To do so, we will begin by expressing the multinomial as an exponential family distribution.
To parameterize a multinomial over \(k\) possible outcomes, we can parameterize the multinomial with only \(k-1\) parameters, \(\phi_1, \ldots, \phi_{k-1}\), where \(\phi_i=p(y=i ; \phi)\), and \(p(y=k ; \phi)=1-\sum_{i=1}^{k-1} \phi_i\).
Now define \[ T(1)=\left[\begin{array}{c} 1 \\ 0 \\ 0 \\ \vdots \\ 0 \end{array}\right], T(2)=\left[\begin{array}{c} 0 \\ 1 \\ 0 \\ \vdots \\ 0 \end{array}\right], T(3)=\left[\begin{array}{c} 0 \\ 0 \\ 1 \\ \vdots \\ 0 \end{array}\right], \cdots, T(k-1)=\left[\begin{array}{c} 0 \\ 0 \\ 0 \\ \vdots \\ 1 \end{array}\right], T(k)=\left[\begin{array}{c} 0 \\ 0 \\ 0 \\ \vdots \\ 0 \end{array}\right], \] We are now ready to show that the multinomial is a member of the exponential family. We have \[ \begin{aligned} p(y ; \phi)= & \phi_1^{1\{y=1\}} \phi_2^{1\{y=2\}} \cdots \phi_k^{1\{y=k\}} \\ = & \phi_1^{1\{y=1\}} \phi_2^{1\{y=2\}} \cdots \phi_k^{1-\sum_{i=1}^{k-1} 1\{y=i\}} \\ = & \phi_1^{(T(y))_1} \phi_2^{(T(y))_2} \cdots \phi_k^{1-\sum_{i=1}^{k-1}(T(y))_i} \\ = & \exp \left((T(y))_1 \log \left(\phi_1\right)+(T(y))_2 \log \left(\phi_2\right)+\right. \\ & \left.\quad \cdots+\left(1-\sum_{i=1}^{k-1}(T(y))_i\right) \log \left(\phi_k\right)\right) \\ = & \exp \left((T(y))_1 \log \left(\phi_1 / \phi_k\right)+(T(y))_2 \log \left(\phi_2 / \phi_k\right)+\right. \\ & \left.\quad \cdots+(T(y))_{k-1} \log \left(\phi_{k-1} / \phi_k\right)+\log \left(\phi_k\right)\right) \\ = & b(y) \exp \left(\eta^T T(y)-a(\eta)\right) \end{aligned} \] Where, \[ \begin{aligned} \eta & =\left[\begin{array}{c} \log \left(\phi_1 / \phi_k\right) \\ \log \left(\phi_2 / \phi_k\right) \\ \vdots \\ \log \left(\phi_{k-1} / \phi_k\right) \end{array}\right] \\ a(\eta) & =-\log \left(\phi_k\right) \\ b(y) & =1 \end{aligned} \] Note that \(E T_i = \phi_i=\phi_k e^{\eta_i}\), hence the link function is given by \[ \eta_i=\log \frac{\phi_i}{\phi_k} \] Define \(\eta_k=0\), we have that \[ 1=\sum_{i=1}^k\phi_i=\sum_{i=1}^k\phi_ke^{\eta_i} \] Hence \(\phi_k=1 / \sum_{i=1}^k e^{\eta_i}\), further \[ \phi_i=\frac{e^{\eta_i}}{\sum_{j=1}^k e^{\eta_j}} \] By assumption 3, \(\eta_i\)’s are linearly related to the \(x\)’s. Hence, our model assumes that the conditional distribution of \(y\) given \(x\) is given by \[ \begin{aligned} p(y=i \mid x ; \theta) & =\phi_i \\ & =\frac{e^{\eta_i}}{\sum_{j=1}^k e^{\eta_j}} \\ & =\frac{e^{\theta_i^T x}}{\sum_{j=1}^k e^{\theta_j^T x}} \end{aligned} \]

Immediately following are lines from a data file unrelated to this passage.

PR #536, opened 2022-03-29
Secret vars

BryceStevenWilley:
Depends on #535.

Adds a step that gets the value to set a variable to from an environment variable. Also, prevents that variable from showing up in the report, replacing the actual value with `${ENV_VAR_NAME}`.

Still need to:
* [x] add a test interview in https://github.com/plocket/docassemble-ALAutomatedTestingTests, and a feature test to https://github.com/SuffolkLITLab/ALKiln/blob/main/tests/features/interactive_steps.feature.
* [ ] add documentation to the docs page

### DIFF
--- a/lib/scope.js
+++ b/lib/scope.js
@@ -486,7 +486,7 @@ module.exports = {
       // See tests > unit_tests > tables.fixtures.js > tables.old_to_current_formatting
       let actual_var_value = row.value;
       if (is_secret_var(row)) {
-        let actual_var_value = process.env[row.flags.secret_name];
+        actual_var_value = process.env[row.flags.secret_name];
         if ( actual_var_value === undefined ) {
           let not_in_env_msg = `The GitHub SECRET "${ row.flags.secret_name }" doesn't exist. Check for a typo and check your workflow file.`;
           await scope.addToReport( scope, { type: `error`, value: not_in_env_msg })
--- a/lib/scope.js
+++ b/lib/scope.js
@@ -1531,8 +1531,7 @@ module.exports = {
           let source_row = row;
           if ( row.source ) { source_row = row.source; }
           let original_row = source_row.original;
-          let reported_val = printable_var_value(original_row); 
-          let msg = `Did not find a field on this page for the variable \`${ original_row.var }\` that could be set to \`${ reported_val }\``;
+          let msg = `Did not find a field on this page for the variable "${ original_row.var }" that could be set to "${ original_row.value }"`;
           await scope.addToReport(scope, { type: `warning`, value: msg });
         }
       }
--- a/lib/scope.js
+++ b/lib/scope.js
@@ -490,7 +490,7 @@ module.exports = {
         if ( actual_var_value === undefined ) {
           let not_in_env_msg = `The GitHub SECRET "${ row.flags.secret_name }" doesn't exist. Check for a typo and check your workflow file.`;
           await scope.addToReport( scope, { type: `error`, value: not_in_env_msg })
-          throw ReferenceError(`Could not find "${row.flags.secret_name }": "${not_in_env_msg}".`)
+          throw ReferenceError(`Could not find "${row.flags.secret_name }": ${not_in_env_msg}.`)
         }
       }
 
--- a/lib/scope.js
+++ b/lib/scope.js
@@ -22,13 +22,18 @@ let escape_regex = function( to_escape ) {
   return to_escape.replace(/[-\/\\^$*+?.()|[\]{}]/g, '\\$&');
 };
 
-let printable_var_value = function(row) {
+let get_original_row = function (row) {
   /* `row` might be a row, a source row, or an original row. */
 
   // Until we flatten row data a litte, we need to find the `orignal` row, which has the flags
   let source_row = row.source || row;
   let original = source_row.original || source_row;
+  return original;
+}
 
+let printable_var_value = function(row) {
+  /* `row` might be a row, a source row, or an original row. */
+  let original = get_original_row(row);
   if ( is_secret_var(original) ) {
     return original.flags.secret_name;
   }
@@ -37,11 +42,7 @@ let printable_var_value = function(row) {
 
 let is_secret_var = function(row) {
   /* `row` might be a row, a source row, or an original row. */
-
-  // Until we flatten row data a litte, we need to find the `orignal` row, which has the flags
-  let source_row = row.source || row;
-  let original = source_row.original || source_row;
-  
+  let original = get_original_row(row);
   return original.flags !== undefined && original.flags.secret_name !== undefined;
 }
 
--- a/lib/scope.js
+++ b/lib/scope.js
@@ -22,7 +22,7 @@ let escape_regex = function( to_escape ) {
   return to_escape.replace(/[-\/\\^$*+?.()|[\]{}]/g, '\\$&');
 };
 
-let display_var_value = function(row) {
+let printable_var_value = function(row) {
   if ( is_secret_var(row) ) {
     return '${' + row.flags.secret_name +'}';
   }
@@ -81,9 +81,6 @@ module.exports = {
     let original = source_row.original;
     let var_str = await scope.toTrimmedJSON( scope, { str: original.var });
     let value_str = await scope.toTrimmedJSON( scope, { str: original.value });
-    if (is_secret_var(original)) {
-      value_str = display_var_value(original);
-    }
     let trigger_str = await scope.toTrimmedJSON( scope, { str: original.trigger });
     if ( trigger_str === scope.trigger_not_needed_flag ) {
       // This text was added by ALKiln itself. It's not part of the user's data
@@ -481,19 +478,29 @@ module.exports = {
 
   normalizeTable: async function ( scope, { var_data, from_story_table=true }) {
     /* Return data derived from cucumber variable-setting data.
-    * Table must have headers. Arrays are not supported. */
+     * Table must have headers. Arrays are not supported. */
 
     // Support tables with no 'trigger' column
     let supported_table = [];
     for ( let row of var_data ) {
       // See tests > unit_tests > tables.fixtures.js > tables.old_to_current_formatting
+      let actual_var_value = row.value;
+      if (is_secret_var(row)) {
+        let actual_var_value = process.env[row.flags.secret_name];
+        if ( actual_var_value === undefined ) {
+          let not_in_env_msg = `The GitHub SECRET "${ row.flags.secret_name }" doesn't exist. Check for a typo and check your workflow file.`;
+          await scope.addToReport( scope, { type: `error`, value: not_in_env_msg })
+          throw ReferenceError(`Could not find "${not_in_env_msg}".`)
+        }
+      }
+
       let result = {
         original: row,
         // Give fake data if needed to prevent some kind of hidden input field from being found
         // See bug at https://github.com/plocket/docassemble-cucumber/issues/79
         // May be able to remove this once converted to `getAllFields`
         var: row.var || 'al_no_var_name',
-        value: row.value,
+        value: actual_var_value,
         trigger: row.trigger || '',
         times_used: 0,
       }
@@ -501,7 +508,9 @@ module.exports = {
       supported_table.push( result );
     }
 
-    if ( session_vars.get_debug() ) { console.log( 'scope.normalizedTable():\n', JSON.stringify( supported_table )); }
+    if ( session_vars.get_debug() ) { 
+      console.log( 'scope.normalizedTable():\n', JSON.stringify( supported_table )); 
+    }
 
     return supported_table;
   },  // Ends scope.normalizeTable()
@@ -1522,7 +1531,7 @@ module.exports = {
           let source_row = row;
           if ( row.source ) { source_row = row.source; }
           let original_row = source_row.original;
-          let reported_val = display_var_value(original_row); 
+          let reported_val = printable_var_value(original_row); 
           let msg = `Did not find a field on this page for the variable \`${ original_row.var }\` that could be set to \`${ reported_val }\``;
           await scope.addToReport(scope, { type: `warning`, value: msg });
         }
@@ -1626,7 +1635,7 @@ module.exports = {
     * normalization.
     */
     let value = row.value;
-    let reported_value = display_var_value(row); 
+    let reported_value = printable_var_value(row); 
     let int_val = parseInt( value );
     
     // Step stuff. Take into account a lot of possible values
@@ -1810,16 +1819,10 @@ module.exports = {
 
     set_secret_var: async ( scope, var_name, set_to_env_name ) => {
       /** Sets a non-story table variable to a "secret" value (i.e. an env var) */
-      let set_to = process.env[set_to_env_name];
-      if ( set_to === undefined ) {
-        let set_to_env_msg = `The GitHub SECRET "${ set_to_env_name }" doesn't exist. Check for a typo and check your workflow file.`
-        await scope.addToReport( scope, { type: `error`, value: set_to_env_msg })
-      }
-
       let var_data = await scope.normalizeTable( scope, {
               var_data: [{
                 var: var_name,
-                value: set_to,
+                value: set_to_env_name,
                 trigger: scope.trigger_not_needed_flag,
                 flags: {secret_name: set_to_env_name}
               }],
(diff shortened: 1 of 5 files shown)


lib/scope.js
```diff
@@ -70,6 +81,9 @@ module.exports = {
     let original = source_row.original;
     let var_str = await scope.toTrimmedJSON( scope, { str: original.var });
     let value_str = await scope.toTrimmedJSON( scope, { str: original.value });
+    if (is_secret_var(original)) {
```
plocket: If I understand correctly, this is redundant now.

plocket:
This is a great improvement. We might actually need to ensure this behavior in several more places.

lib/scope.js
```diff
@@ -70,6 +81,9 @@ module.exports = {
     let original = source_row.original;
     let var_str = await scope.toTrimmedJSON( scope, { str: original.var });
     let value_str = await scope.toTrimmedJSON( scope, { str: original.value });
```
plocket: I _think_ `original.value` is already the secret's name, not its value. I might be mixed up on this. I may have been mixed up during the conversation we had the other day. Maybe worth discussing.

It occurs to me now that one potential approach (with some verification that it makes sense before implementing) might be to always use `original.value` whenever we save a variable to a file or to print to the GitHub console. Unless there are specific places where we feel it would be ideal to print as much data as we can, I suppose.

lib/scope.js
```diff
@@ -1792,6 +1808,27 @@ module.exports = {
       await scope.setFields( scope, { var_data, ensure_navigation: false, ensure_all_vars_used: true });
     },  // Ends set_regular_var()
 
+    set_secret_var: async ( scope, var_name, set_to_env_name ) => {
+      /** Sets a non-story table variable to a "secret" value (i.e. an env var) */
+      let set_to = process.env[set_to_env_name];
+      if ( set_to === undefined ) {
+        let set_to_env_msg = `The GitHub SECRET "${ set_to_env_name }" doesn't exist. Check for a typo and check your workflow file.`
+        await scope.addToReport( scope, { type: `error`, value: set_to_env_msg })
```
plocket: If the secret doesn't exist, should we throw an error here? It's possible that the field will require text input, in which case the test might be able to move on just entering 'undefined' or some such. Do we want to be that permissive?

lib/scope.js
```diff
@@ -1792,6 +1808,27 @@ module.exports = {
...
+      }
+
+      let var_data = await scope.normalizeTable( scope, {
+              var_data: [{
+                var: var_name,
+                value: set_to,
+                trigger: scope.trigger_not_needed_flag,
```
plocket, line 1843: Non-blocking - it may be worth adding a comment that we intend to avoid letting people set secret variables in a regular story table/as part of a group of other fields, so they should never need a trigger variable.

plocket: Never mind, this is explicitly the `set_secret_var` step. Lost my place.

lib/steps.js
```diff
@@ -112,7 +113,8 @@ Given(/I start the interview at "([^"]+)"(?: in lang "([^"]+)")?/, {timeout: -1}
   while ( num_attempts < max_load_attempts ) {
 
     num_attempts++;
-    let timeout_message = `Failed to load "${ file_name }" after ${ num_attempts } tries. `
+    let url = `${ await get_base_interview_url() }${ file_name }`;
+    let timeout_message = `Failed to load "${ file_name }" at URL ${ url } after ${ num_attempts } tries. `
```
plocket: Just fyi, this is technically a GitHub secret as well. Do we want to save it to files? I can't see why someone would want to keep their server url secret, but it's inconsistent treatment of secrets. Should we use the name of the secret instead? Wish GitHub had non-secret config env vars.

lib/steps.js
```diff
@@ -735,6 +737,15 @@ When(/I set the var(?:iable)? "([^"]+)" to "([^"]+)"/, { timeout: -1 }, async (
   );
 });
 
+When(/I set the var(?:iable)? "([^"]+)" to secret "([^"]+)"/, { timeout: -1 }, async ( var_name, set_to_env_name ) => {
```
plocket: "the" isn't necessary, but we've been trying to make these all very human sentences, so it might be more consistent to allow a "the" in here. I also made it case insensitive. I've been trying to remember to do that more just to give people some wiggle room.

```suggestion
When(/I set the var(?:iable)? "([^"]+)" to ?(?:the)? secret "([^"]+)"/i, { timeout: -1 }, async ( var_name, set_to_env_name ) => {
```

plocket: Might be worth considering allowing "the GitHub", as in "the GitHub secret", to allow people to give themselves and others some context.

```suggestion
When(/I set the var(?:iable)? "([^"]+)" to ?(?:the)? ?(?:GitHub)? secret "([^"]+)"/i, { timeout: -1 }, async ( var_name, set_to_env_name ) => {
```

lib/scope.js
```diff
@@ -22,6 +22,17 @@ let escape_regex = function( to_escape ) {
   return to_escape.replace(/[-\/\\^$*+?.()|[\]{}]/g, '\\$&');
 };
 
+let display_var_value = function(row) {
```
plocket: Maybe something with "printable" or "public" instead of "display"? I know we use "display" a lot in AL core, but I generally find it a bit confusing.

lib/steps.js
BryceStevenWilley: Ugh, didn't think about that. I made this change just because it's hard to get the URL right if you can't see it, especially if you're running on localhost (you need the `http://`, which isn't clear). It's probably okay to revert, this seemed hacky anyway.

lib/steps.js
BryceStevenWilley: I'm okay with adding `the`, but `Github` seems a bit to specific, and not that helpful? I guess allowing it is fine.

lib/scope.js
BryceStevenWilley: printable sounds good. I can change it to that.

lib/scope.js
BryceStevenWilley: Sounds like more bugs would be uncovered if your interview proceeds when entering `undefined` 👀 , but I do agree it makes more sense to throw too.

lib/scope.js
BryceStevenWilley: `original.value` isn't the secret's name, it's always the value. 

For the secrets, I could either keep `value` the same, and find everywhere it's printed and change that, or I could change `value` to the secret name, and change everywhere the value was set. I chose the first option, since I thought it was more risky to change the actual test behavior, possibly breaking things if I missed a line somewhere.

lib/scope.js
BryceStevenWilley: I don't think it is, because I didn't want to change the output to be not wrapped in `scope.toTrimmedJSON` (not sure what exactly it does), but I also didn't want the env var name display to be wrapped in that call either.

lib/scope.js
plocket: I see where this confusion is coming from now. It's from what the new function sends to `normalizeTable()`. That's a conundrum because `.original` should probably always be the original input to stay consistent with all the other types of rows. Would it make sense to put the logic in `normalizeTable()`? Add either add the flag as an `options` argument?

lib/scope.js
plocket: Just a note [incase this becomes the foundation of future conversations] that I think the bugs would end up being harder for the developer to track down. This will tell them right where to look for this particular mistake as opposed to triggering some other error further down the line.

lib/scope.js
plocket: Not sure we're talking about the same thing. I mean that `display_var_value()` already uses `is_secret_var(original)`.

BryceStevenWilley: If I changed it to `let value_str = display_var_value(original);`, it would return `original.value`, and not `scope.toTrimmedJSON(scope, { str: original.value });`.  I don't really know why we're JSON.stringify-ing it so I don't want to wrap the `'${' + secret_name + '}'` with it, but I didn't want to change that behavior in case there was some case I wasn't considering.

`display_var_value` is used in several other places okay, but it wouldn't quite work in this case.

lib/scope.js
BryceStevenWilley: Haha, I know. I was kinda joking, I agree throwing is the much clearer option.

lib/scope.js
BryceStevenWilley: I see. I guess this makes sense for laying the ground work for having env vars be in tables. But it'll make things a bit harder to make sure the right value is being set in every case. I'll take a shot at it now.

BryceStevenWilley: Works fine. Hides a bit of the env var work, but that's probably fine.

lib/scope.js
BryceStevenWilley: Now irrelevant because of changes from a different discussion: https://github.com/SuffolkLITLab/ALKiln/pull/536#discussion_r839677374, now we don't need to bother hiding the original value at all.

lib/scope.js
plocket: Just a note for future people: I still agree we necessarily want env vars to be in a story table, but we're still taking advantage of the table to set these variables and so we probably want to keep behavior consistent.

BryceStevenWilley:
Tests are failing because https://github.com/plocket/docassemble-ALAutomatedTestingTests/pull/185 needs to be merged.

tests/features/interactive_steps.feature
```diff
@@ -83,3 +83,20 @@ Scenario: I set text-type values
   And I tap to continue
   # Next page
   Then the question id should be "the end"
+
+@fast @i2
+Scenario: handles settings from Github secrets
+  Given I start the interview at "text_tests"
+  When I set the var first_text_entry to the secret "SECRET_VAR1"
```
plocket: I don't quite have bandwidth to review everything at the moment, and sorry I didn't see this before. This isn't passing, but not just because the file doesn't exist on the other server.  I think the var name is missing quotes:

[Edit: I made a full edit instead of these little partial ones, so removing suggestions from here.]

```
  When I set the var "first_text_entry" to the secret "SECRET_VAR1"
```

That might seem out of the blue, but I'm getting it from the tests. In the cucumber output I can see
```
   ? When I set the var first_text_entry to the secret "SECRET_VAR1"
       Undefined. Implement with the following snippet:
```
which means it's not recognizing the cucumber step you're using.

tests/features/interactive_steps.feature
```diff
@@ -83,3 +83,20 @@ Scenario: I set text-type values
   And I tap to continue
   # Next page
   Then the question id should be "the end"
+
+@fast @i2
+Scenario: handles settings from Github secrets
+  Given I start the interview at "text_tests"
```
plocket: This has to expect a failure. See `reports.feature` for examples:
https://github.com/SuffolkLITLab/ALKiln/blob/main/tests/features/reports.feature#L16

tests/features/interactive_steps.feature
```diff
@@ -83,3 +83,20 @@ Scenario: I set text-type values
...
+  When I tap to continue
+  And I set the var second_text_entry to the github secret "SECRET_VAR2"
+  And I tap to continue
+  Then I see the phrase "secret-var2-value"
+  When I tap to continue
+  And I set the variable third_text_entry to secret "SECRET_NOT_THERE"
+  Then the Scenario report should include:
+  """
+  Could not find "SECRET_NOT_THERE"
+  """
```
plocket: No Steps can happen after a failure, so this will have to go before the failing step.

tests/features/interactive_steps.feature
plocket: Forgot I could include multiple lines for a suggestion, duh.

[Edit: I made a full edit instead of these little partial ones, so removing suggestions from here. In which case we don't need this at all and I'll resolve it.]

```
Scenario: handles settings from Github secrets
  Given the final Scenario status should be "failed"
  Given I start the interview at "text_tests"
```

tests/features/interactive_steps.feature
plocket: I've been putting it at the start after the expected status, but it's flexible.

plocket: Expected status [position] is also flexible [as long as it's before the failing Step]. Also making me think we could probably combine expected report contents and expected status.

plocket: Why the heck am I not just offering the [full] solution. Sorry about that.

```suggestion
@fast @i2
Scenario: handles settings from Github secrets
  Given the final Scenario status should be "failed"
  And the Scenario report should include:
  """
  Could not find "SECRET_NOT_THERE"
  """
  Given I start the interview at "test_secret_vars"
  When I set the var "first_text_entry" to the secret "SECRET_VAR1"
  And I tap to continue
  Then I see the phrase "secret-var1-value"
  When I tap to continue
  And I set the var "second_text_entry" to the github secret "SECRET_VAR2"
  And I tap to continue
  Then I see the phrase "secret-var2-value"
  When I tap to continue
  And I set the variable "third_text_entry" to secret "SECRET_NOT_THERE"
```

plocket:
A couple more things I need to explore, but I'll need to work on it tomorrow.

lib/scope.js
```diff
@@ -1508,7 +1531,8 @@ module.exports = {
           let source_row = row;
           if ( row.source ) { source_row = row.source; }
           let original_row = source_row.original;
-          let msg = `Did not find a field on this page for the variable \`${ original_row.var }\` that could be set to \`${ original_row.value }\``;
+          let reported_val = printable_var_value(original_row); 
+          let msg = `Did not find a field on this page for the variable \`${ original_row.var }\` that could be set to \`${ reported_val }\``;
```
plocket: From what I can tell, this won't result in what you'd hope. E.g. for a row like this:
```
| some_var | SOME_SECRET |  |
```
Testing it out in the console, it resulted in "Did not find a field on this page for the variable `some_var` that could be set to `${SOME_SECRET}`". I'm also taking the opportunity to get rid of my own past inconsistency with those backticks unless someone objects.

```suggestion
          let msg = `Did not find a field on this page for the variable "${ original_row.var }" that could be set to "${ original_row.value }"`;
```

plocket: The same situation shows up elsewhere and I can grab those too if we determine that I'm not missing something.

lib/steps.js
```diff
@@ -14,12 +14,12 @@ const wrapPromiseWithTimeout = require('./cucumber_8_shim');
 const fs = require('fs');
 const path = require('path');
 const { expect } = require('chai');
-const puppeteer = require('puppeteer');
 const { v4: uuidv4 } = require('uuid');
 
 // Ours
 const scope = require('./scope');
 const session_vars = require('./utils/session_vars');
+const get_base_interview_url = require(`./docassemble/get_base_interview_url`);
```
plocket: I think this is not being used anymore.

```suggestion
```

lib/scope.js
```diff
@@ -467,27 +478,39 @@ module.exports = {
...
     let supported_table = [];
     for ( let row of var_data ) {
       // See tests > unit_tests > tables.fixtures.js > tables.old_to_current_formatting
+      let actual_var_value = row.value;
+      if (is_secret_var(row)) {
+        actual_var_value = process.env[row.flags.secret_name];
+        if ( actual_var_value === undefined ) {
+          let not_in_env_msg = `The GitHub SECRET "${ row.flags.secret_name }" doesn't exist. Check for a typo and check your workflow file.`;
+          await scope.addToReport( scope, { type: `error`, value: not_in_env_msg })
+          throw ReferenceError(`Could not find "${row.flags.secret_name }": "${not_in_env_msg}".`)
```
plocket: This one's not super crucial either. I think some extra quotes may have snuck in, but it's hard to read this kind of stuff and keep it all in mind, so maybe I'm wrong.

```suggestion
          throw ReferenceError(`Could not find "${row.flags.secret_name }": ${not_in_env_msg}.`)
```

plocket (approved):
The tests are passing and this'll be a great improvement. I think because of the ways responsibilities shifted around between functions, there's a bit more to clean up. I'll do that and if it's acceptable, we can go ahead and merge.

lib/scope.js
BryceStevenWilley: I don't think it matters too much. The backticks are shown in console, and IMO backtics represent any kind of verbatim code. But I'll take the suggestions anyway.

plocket (approved):
Looks great and a great addition! Thanks for helping work out the kinks.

Here we define \(\theta_k=0\). Our model will output the estimated probability that \(p(y=i \mid x ; \theta)\)
Now we consider the parameter fitting. We would begin by writing down the log-likelihood \[ \begin{aligned} \ell(\theta) & =\sum_{i=1}^n \log p\left(y^{(i)} \mid x^{(i)} ; \theta\right) \\ & =\sum_{i=1}^n \log \prod_{l=1}^k\left(\frac{e^{\theta_l^T x^{(i)}}}{\sum_{j=1}^k e^{\theta_j^T x^{(i)}}}\right)^{1\left\{y^{(i)}=l\right\}} \end{aligned} \] We can now obtain the maximum likelihood estimate of the parameters by maximizing \(\ell(\theta)\) in terms of θ, using a method such as gradient ascent or Newton’s method.